Bu yolla kazanacağımız yazarları televizyonlar kapmazsa, ödenekli tiyatrolar da sahiplenecektir..Örneğin Devlet Tiyatrosu’nun, yabancı oyunlarda izlediği başarılı repertuar politikasın yerli oyun kalitesinin yükselmesine de yarayacaktır . “60 Yılda 60 Yerli Oyun” projesi çok önemliydi, ama Türk Tiyatrosu uzun süredir klonlandığı için oyunların çoğu başarısız diye nitelendirildi.
Bizlere düşen, bir yandan Oyalı koyuna happy birthday derken, öte yandan yeni seslerin alkışlanmasının önünü açmaktır.
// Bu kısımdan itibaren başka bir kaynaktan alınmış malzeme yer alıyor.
PR #383, opened 2025-01-28
chore: hubspot tools

drpebcak:

### DIFF
--- a/hubspot/crm/tool.gpt
+++ b/hubspot/crm/tool.gpt
@@ -1,0 +1,54 @@
+Name: HubSpot CRM
+Description: Tools for working with HubSpot CRM
+Metadata: bundle: true
+Share Context: HubSpot CRM Context
+Share Tools: ./associations.gpt, ./companies.gpt, ./contacts.gpt, ./deals.gpt, lists.gpt, owners.gpt, ./properties.gpt, ./tickets.gpt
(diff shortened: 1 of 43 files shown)


hubspot/crm/tool.gpt
```diff
@@ -0,0 +1,54 @@
...
+---
+name: Get Unix Timestamp
+description: Get the current Unix timestamp in milliseconds
+
+#!/usr/bin/env python3
+
+import time
+
+unix_timestamp_ms = round(time.time() * 1000)
+print(f"The current unix timestamp in milliseconds is {unix_timestamp_ms}")
```
thedadams, line 50: Not sure if this tool was ported over from somewhere else, but are we going to run into timezone issues with this? Should this be in the `Time` tool and use the timezone stuff added there?

thedadams (approved):
Just one question, everything else looks good.

hubspot/crm/tool.gpt
drpebcak: It was ported over from the original version of these tools, but a unix timestamp doesnt have a timezone anyway so it shouldnt cause any problems. arguably it could be part of the time tool, but its also somewhat specific to hubspot, because they want the unix timestamp in milliseconds, where normally an unix timestamp is in seconds

g-linville (approved):
Lgtm, all my comments are just little changes that don't really impact functionality, plus one question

Bu yola kendini adamış Yiğit Sertdemir, Yeşim Gülan gibi insanların dışında, bir oyunun bitmiş ürün olmadığını sezebilen, yeni yazarlarla çalışmayı göze alabilen dramaturglara gereksinim var.
Bana kişisel olarak düşen görev ise, masamda bir yıldır duran 30’a yakın yeni yazarın eserini bir an önce okuyup , yapıcı biçimde eleştirmek, onları daha fazla oyalamamak!